### Task to carry out:
With no edits of any kind, print each record that follows.

### Data under study:
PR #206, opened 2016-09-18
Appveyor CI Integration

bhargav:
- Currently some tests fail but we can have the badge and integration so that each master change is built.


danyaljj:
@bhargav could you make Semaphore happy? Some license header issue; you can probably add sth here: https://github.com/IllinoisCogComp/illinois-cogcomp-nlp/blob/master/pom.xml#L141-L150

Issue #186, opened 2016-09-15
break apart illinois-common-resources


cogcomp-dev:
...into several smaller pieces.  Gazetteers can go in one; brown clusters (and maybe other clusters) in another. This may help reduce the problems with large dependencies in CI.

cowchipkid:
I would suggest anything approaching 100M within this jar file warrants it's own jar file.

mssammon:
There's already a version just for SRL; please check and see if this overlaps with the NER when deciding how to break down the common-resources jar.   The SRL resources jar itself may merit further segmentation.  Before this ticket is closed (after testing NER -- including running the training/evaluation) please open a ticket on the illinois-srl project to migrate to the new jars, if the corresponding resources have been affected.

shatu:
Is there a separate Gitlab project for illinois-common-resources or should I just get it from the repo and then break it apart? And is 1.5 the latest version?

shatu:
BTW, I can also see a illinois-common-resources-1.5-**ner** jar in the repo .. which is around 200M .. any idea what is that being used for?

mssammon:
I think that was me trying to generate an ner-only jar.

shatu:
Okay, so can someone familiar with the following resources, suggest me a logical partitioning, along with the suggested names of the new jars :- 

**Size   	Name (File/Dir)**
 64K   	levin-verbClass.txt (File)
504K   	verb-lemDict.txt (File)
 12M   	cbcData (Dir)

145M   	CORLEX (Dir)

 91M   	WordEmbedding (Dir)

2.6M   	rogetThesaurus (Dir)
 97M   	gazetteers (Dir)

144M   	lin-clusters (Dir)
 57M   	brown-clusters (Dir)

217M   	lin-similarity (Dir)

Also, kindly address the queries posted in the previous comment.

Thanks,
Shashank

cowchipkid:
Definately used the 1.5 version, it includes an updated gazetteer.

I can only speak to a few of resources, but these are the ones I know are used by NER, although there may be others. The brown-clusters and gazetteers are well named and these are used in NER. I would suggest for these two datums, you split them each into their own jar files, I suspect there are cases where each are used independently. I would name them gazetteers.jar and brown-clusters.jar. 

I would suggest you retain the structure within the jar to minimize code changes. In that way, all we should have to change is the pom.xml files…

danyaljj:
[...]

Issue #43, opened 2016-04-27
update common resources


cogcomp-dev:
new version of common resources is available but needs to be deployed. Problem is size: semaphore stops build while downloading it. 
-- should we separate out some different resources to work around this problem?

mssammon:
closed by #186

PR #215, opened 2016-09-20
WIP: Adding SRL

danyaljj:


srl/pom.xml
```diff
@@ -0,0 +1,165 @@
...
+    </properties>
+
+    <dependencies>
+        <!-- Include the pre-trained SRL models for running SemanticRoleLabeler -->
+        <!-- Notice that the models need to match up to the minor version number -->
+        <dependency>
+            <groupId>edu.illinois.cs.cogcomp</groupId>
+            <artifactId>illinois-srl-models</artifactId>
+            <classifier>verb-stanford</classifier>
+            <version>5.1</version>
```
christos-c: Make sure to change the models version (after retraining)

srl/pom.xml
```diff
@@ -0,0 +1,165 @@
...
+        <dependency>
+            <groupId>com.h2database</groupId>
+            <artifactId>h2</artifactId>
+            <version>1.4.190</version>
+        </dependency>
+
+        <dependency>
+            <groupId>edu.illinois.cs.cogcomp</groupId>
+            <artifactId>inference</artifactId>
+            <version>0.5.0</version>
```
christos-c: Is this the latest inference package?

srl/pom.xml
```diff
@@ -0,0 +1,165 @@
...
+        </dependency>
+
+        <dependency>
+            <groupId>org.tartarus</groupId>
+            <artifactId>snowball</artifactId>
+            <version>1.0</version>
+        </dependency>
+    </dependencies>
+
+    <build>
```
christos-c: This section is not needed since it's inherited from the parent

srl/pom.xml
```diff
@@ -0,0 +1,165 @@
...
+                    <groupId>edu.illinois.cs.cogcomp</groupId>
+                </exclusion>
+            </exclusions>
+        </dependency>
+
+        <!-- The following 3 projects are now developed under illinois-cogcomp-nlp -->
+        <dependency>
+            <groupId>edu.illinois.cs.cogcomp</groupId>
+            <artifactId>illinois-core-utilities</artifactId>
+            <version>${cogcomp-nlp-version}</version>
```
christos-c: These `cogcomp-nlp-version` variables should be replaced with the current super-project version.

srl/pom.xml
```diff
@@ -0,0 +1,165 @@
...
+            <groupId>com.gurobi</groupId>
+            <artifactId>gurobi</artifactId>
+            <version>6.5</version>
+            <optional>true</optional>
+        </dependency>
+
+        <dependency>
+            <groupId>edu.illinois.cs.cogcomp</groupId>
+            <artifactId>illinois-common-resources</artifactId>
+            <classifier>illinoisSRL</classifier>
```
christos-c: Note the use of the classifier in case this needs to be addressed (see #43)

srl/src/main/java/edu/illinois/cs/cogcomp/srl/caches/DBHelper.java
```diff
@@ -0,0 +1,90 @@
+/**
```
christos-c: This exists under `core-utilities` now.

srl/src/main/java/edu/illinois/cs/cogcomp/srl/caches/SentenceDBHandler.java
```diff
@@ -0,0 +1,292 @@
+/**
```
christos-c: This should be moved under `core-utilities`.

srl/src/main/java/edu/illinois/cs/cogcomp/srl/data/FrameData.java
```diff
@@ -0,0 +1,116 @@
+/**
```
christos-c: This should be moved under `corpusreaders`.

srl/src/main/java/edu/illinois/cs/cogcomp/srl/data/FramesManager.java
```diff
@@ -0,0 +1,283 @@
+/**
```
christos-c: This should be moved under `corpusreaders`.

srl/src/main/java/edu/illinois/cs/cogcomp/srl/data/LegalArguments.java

### Solution:
PR #206, opened 2016-09-18
Appveyor CI Integration

bhargav:
- Currently some tests fail but we can have the badge and integration so that each master change is built.


danyaljj:
@bhargav could you make Semaphore happy? Some license header issue; you can probably add sth here: https://github.com/IllinoisCogComp/illinois-cogcomp-nlp/blob/master/pom.xml#L141-L150

Issue #186, opened 2016-09-15
break apart illinois-common-resources


cogcomp-dev:
...into several smaller pieces.  Gazetteers can go in one; brown clusters (and maybe other clusters) in another. This may help reduce the problems with large dependencies in CI.

cowchipkid:
I would suggest anything approaching 100M within this jar file warrants it's own jar file.

mssammon:
There's already a version just for SRL; please check and see if this overlaps with the NER when deciding how to break down the common-resources jar.   The SRL resources jar itself may merit further segmentation.  Before this ticket is closed (after testing NER -- including running the training/evaluation) please open a ticket on the illinois-srl project to migrate to the new jars, if the corresponding resources have been affected.

shatu:
Is there a separate Gitlab project for illinois-common-resources or should I just get it from the repo and then break it apart? And is 1.5 the latest version?

shatu:
BTW, I can also see a illinois-common-resources-1.5-**ner** jar in the repo .. which is around 200M .. any idea what is that being used for?

mssammon:
I think that was me trying to generate an ner-only jar.

shatu:
Okay, so can someone familiar with the following resources, suggest me a logical partitioning, along with the suggested names of the new jars :- 

**Size   	Name (File/Dir)**
 64K   	levin-verbClass.txt (File)
504K   	verb-lemDict.txt (File)
 12M   	cbcData (Dir)

145M   	CORLEX (Dir)

 91M   	WordEmbedding (Dir)

2.6M   	rogetThesaurus (Dir)
 97M   	gazetteers (Dir)

144M   	lin-clusters (Dir)
 57M   	brown-clusters (Dir)

217M   	lin-similarity (Dir)

Also, kindly address the queries posted in the previous comment.

Thanks,
Shashank

cowchipkid:
Definately used the 1.5 version, it includes an updated gazetteer.

I can only speak to a few of resources, but these are the ones I know are used by NER, although there may be others. The brown-clusters and gazetteers are well named and these are used in NER. I would suggest for these two datums, you split them each into their own jar files, I suspect there are cases where each are used independently. I would name them gazetteers.jar and brown-clusters.jar. 

I would suggest you retain the structure within the jar to minimize code changes. In that way, all we should have to change is the pom.xml files…

danyaljj:
[...]

Issue #43, opened 2016-04-27
update common resources


cogcomp-dev:
new version of common resources is available but needs to be deployed. Problem is size: semaphore stops build while downloading it. 
-- should we separate out some different resources to work around this problem?

mssammon:
closed by #186

PR #215, opened 2016-09-20
WIP: Adding SRL

danyaljj:


srl/pom.xml
```diff
@@ -0,0 +1,165 @@
...
+    </properties>
+
+    <dependencies>
+        <!-- Include the pre-trained SRL models for running SemanticRoleLabeler -->
+        <!-- Notice that the models need to match up to the minor version number -->
+        <dependency>
+            <groupId>edu.illinois.cs.cogcomp</groupId>
+            <artifactId>illinois-srl-models</artifactId>
+            <classifier>verb-stanford</classifier>
+            <version>5.1</version>
```
christos-c: Make sure to change the models version (after retraining)

srl/pom.xml
```diff
@@ -0,0 +1,165 @@
...
+        <dependency>
+            <groupId>com.h2database</groupId>
+            <artifactId>h2</artifactId>
+            <version>1.4.190</version>
+        </dependency>
+
+        <dependency>
+            <groupId>edu.illinois.cs.cogcomp</groupId>
+            <artifactId>inference</artifactId>
+            <version>0.5.0</version>
```
christos-c: Is this the latest inference package?

srl/pom.xml
```diff
@@ -0,0 +1,165 @@
...
+        </dependency>
+
+        <dependency>
+            <groupId>org.tartarus</groupId>
+            <artifactId>snowball</artifactId>
+            <version>1.0</version>
+        </dependency>
+    </dependencies>
+
+    <build>
```
christos-c: This section is not needed since it's inherited from the parent

srl/pom.xml
```diff
@@ -0,0 +1,165 @@
...
+                    <groupId>edu.illinois.cs.cogcomp</groupId>
+                </exclusion>
+            </exclusions>
+        </dependency>
+
+        <!-- The following 3 projects are now developed under illinois-cogcomp-nlp -->
+        <dependency>
+            <groupId>edu.illinois.cs.cogcomp</groupId>
+            <artifactId>illinois-core-utilities</artifactId>
+            <version>${cogcomp-nlp-version}</version>
```
christos-c: These `cogcomp-nlp-version` variables should be replaced with the current super-project version.

srl/pom.xml
```diff
@@ -0,0 +1,165 @@
...
+            <groupId>com.gurobi</groupId>
+            <artifactId>gurobi</artifactId>
+            <version>6.5</version>
+            <optional>true</optional>
+        </dependency>
+
+        <dependency>
+            <groupId>edu.illinois.cs.cogcomp</groupId>
+            <artifactId>illinois-common-resources</artifactId>
+            <classifier>illinoisSRL</classifier>
```
christos-c: Note the use of the classifier in case this needs to be addressed (see #43)

srl/src/main/java/edu/illinois/cs/cogcomp/srl/caches/DBHelper.java
```diff
@@ -0,0 +1,90 @@
+/**
```
christos-c: This exists under `core-utilities` now.

srl/src/main/java/edu/illinois/cs/cogcomp/srl/caches/SentenceDBHandler.java
```diff
@@ -0,0 +1,292 @@
+/**
```
christos-c: This should be moved under `core-utilities`.

srl/src/main/java/edu/illinois/cs/cogcomp/srl/data/FrameData.java
```diff
@@ -0,0 +1,116 @@
+/**
```
christos-c: This should be moved under `corpusreaders`.

srl/src/main/java/edu/illinois/cs/cogcomp/srl/data/FramesManager.java
```diff
@@ -0,0 +1,283 @@
+/**
```
christos-c: This should be moved under `corpusreaders`.

srl/src/main/java/edu/illinois/cs/cogcomp/srl/data/LegalArguments.java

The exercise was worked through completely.